▸ **Extracted material**
PR #2644, opened 2022-11-04
Change production envvars to match release branch

ColonelPhantom:
I found that on the release branch these were modified, but not on master. It seems that these should be updated on master as well, so that the next version will not have incorrect values for these.


pingiun (approved):
Thanks

PR #2669, opened 2022-11-16
Implement notifications for more or less registration spots

### LINKED ISSUE #2265: Notification when moving from queue to participants list
### Describe the bug
When number of spots was increased and participants move from queue to participants list, they do not get notification. The system works fine in case of cancellation.

### How to reproduce
1. Create event 
2. Participants are added to the participants list and queue 
3. Number of places is increased
4. People in queue move to participants list
5. Notification about it not sent

### Expected behaviour
Thalia member should receive a notification email about their participation in event.

ColonelPhantom:
Closes #2265 

### Summary
This PR adds email notifications that are sent when the number of possible registrations for an event changes and people are added or kicked out because of this.

### How to test
I'll be honest, I have no clue since it involves the mail subsystem. This also means I haven't been able to test this :cry: 

Furthermore, this currently creates a circular dependency because emails.py refers to EventRegistration which refers to Event which refers to emails.py etc etc etc, and I'm not sure what the best solution is (split emails.py? move some code around?)


se-bastiaan:
You should be able to test this locally because django prints the emails to the terminal.

Have you considered implementing a warning instead?

ColonelPhantom:
> You should be able to test this locally because django prints the emails to the terminal.

Thanks!

> Have you considered implementing a warning instead?

Can't say I have; I thought automatically sending emails would be nicer. Although the problem you mention in the issue is definitely real, but I think by sending notifications both ways this PR already kind of avoids that. 

Perhaps a warning combined with a link to send those notifications could also be a solution. I would prefer to not make organizers send all the emails by hand.

ColonelPhantom:
We have decided to automatically send an email when there are more spots.

When the limit is decreased, we will display a warning with a `mailto:` link so that the organizer can inform the affected members and explain the reason.

ColonelPhantom:
Okay, I haven't figured out how to unit test this precisely; creating a request that passes all validation is difficult, creating a form by itself is not possible. However it would be good to create a unit test for this functionality.

ColonelPhantom:
I'm still not sure how to create the proper request in a test; if someone wants to contribute a test that would be great but otherwise I think not automatically testing this isn't a huge deal. I also fixed it to use BCC's to prevent data leaks :)

pingiun (approved):

PR #2674, opened 2022-11-17
Non nix env files

pingiun:
### Summary
Automatically place env files from the repo on the server on staging deploy

### How to test
1. Merge this
2. Check the github actions output
3. The rsync task should have run succesfully


pingiun:
Secrets will still be managed by nix btw, this is because the decryption step is done by nix-age and that is a useful tool

PR #2717, opened 2022-12-07
Fix summary and exam download

### LINKED ISSUE #2625: Summary download not working
### Describe the bug
Some summaries (for example Data Mining 2019-2020 Practice Exam Midterms) are not downloaded when clicked. They also do not work when trying to view them through the Site Administration. Pressing these buttons only leads to a new empty tab. 

Some summaries still work however.

### How to reproduce
1. Go to 'education'
2. Scroll down to 'data mining'
3. Click on 'data mining'
4. Click on '2019-2020'
5. Click on 'Practice Exam Midterm'

### Expected behaviour
Clicking this button should download the associated file.

JobDoesburg:
Closes #2625 

### Summary
We used to use `send_file`, but refactored and broke it in #2355

### DIFF
--- a/website/education/views.py
+++ b/website/education/views.py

▸ **Problem**
The response should consist of all the entries, transcribed exactly.

▸ **Solution to this exercise**
PR #2644, opened 2022-11-04
Change production envvars to match release branch

ColonelPhantom:
I found that on the release branch these were modified, but not on master. It seems that these should be updated on master as well, so that the next version will not have incorrect values for these.


pingiun (approved):
Thanks

PR #2669, opened 2022-11-16
Implement notifications for more or less registration spots

### LINKED ISSUE #2265: Notification when moving from queue to participants list
### Describe the bug
When number of spots was increased and participants move from queue to participants list, they do not get notification. The system works fine in case of cancellation.

### How to reproduce
1. Create event 
2. Participants are added to the participants list and queue 
3. Number of places is increased
4. People in queue move to participants list
5. Notification about it not sent

### Expected behaviour
Thalia member should receive a notification email about their participation in event.

ColonelPhantom:
Closes #2265 

### Summary
This PR adds email notifications that are sent when the number of possible registrations for an event changes and people are added or kicked out because of this.

### How to test
I'll be honest, I have no clue since it involves the mail subsystem. This also means I haven't been able to test this :cry: 

Furthermore, this currently creates a circular dependency because emails.py refers to EventRegistration which refers to Event which refers to emails.py etc etc etc, and I'm not sure what the best solution is (split emails.py? move some code around?)


se-bastiaan:
You should be able to test this locally because django prints the emails to the terminal.

Have you considered implementing a warning instead?

ColonelPhantom:
> You should be able to test this locally because django prints the emails to the terminal.

Thanks!

> Have you considered implementing a warning instead?

Can't say I have; I thought automatically sending emails would be nicer. Although the problem you mention in the issue is definitely real, but I think by sending notifications both ways this PR already kind of avoids that. 

Perhaps a warning combined with a link to send those notifications could also be a solution. I would prefer to not make organizers send all the emails by hand.

ColonelPhantom:
We have decided to automatically send an email when there are more spots.

When the limit is decreased, we will display a warning with a `mailto:` link so that the organizer can inform the affected members and explain the reason.

ColonelPhantom:
Okay, I haven't figured out how to unit test this precisely; creating a request that passes all validation is difficult, creating a form by itself is not possible. However it would be good to create a unit test for this functionality.

ColonelPhantom:
I'm still not sure how to create the proper request in a test; if someone wants to contribute a test that would be great but otherwise I think not automatically testing this isn't a huge deal. I also fixed it to use BCC's to prevent data leaks :)

pingiun (approved):

PR #2674, opened 2022-11-17
Non nix env files

pingiun:
### Summary
Automatically place env files from the repo on the server on staging deploy

### How to test
1. Merge this
2. Check the github actions output
3. The rsync task should have run succesfully


pingiun:
Secrets will still be managed by nix btw, this is because the decryption step is done by nix-age and that is a useful tool

PR #2717, opened 2022-12-07
Fix summary and exam download

### LINKED ISSUE #2625: Summary download not working
### Describe the bug
Some summaries (for example Data Mining 2019-2020 Practice Exam Midterms) are not downloaded when clicked. They also do not work when trying to view them through the Site Administration. Pressing these buttons only leads to a new empty tab. 

Some summaries still work however.

### How to reproduce
1. Go to 'education'
2. Scroll down to 'data mining'
3. Click on 'data mining'
4. Click on '2019-2020'
5. Click on 'Practice Exam Midterm'

### Expected behaviour
Clicking this button should download the associated file.

JobDoesburg:
Closes #2625 

### Summary
We used to use `send_file`, but refactored and broke it in #2355

### DIFF
--- a/website/education/views.py
+++ b/website/education/views.py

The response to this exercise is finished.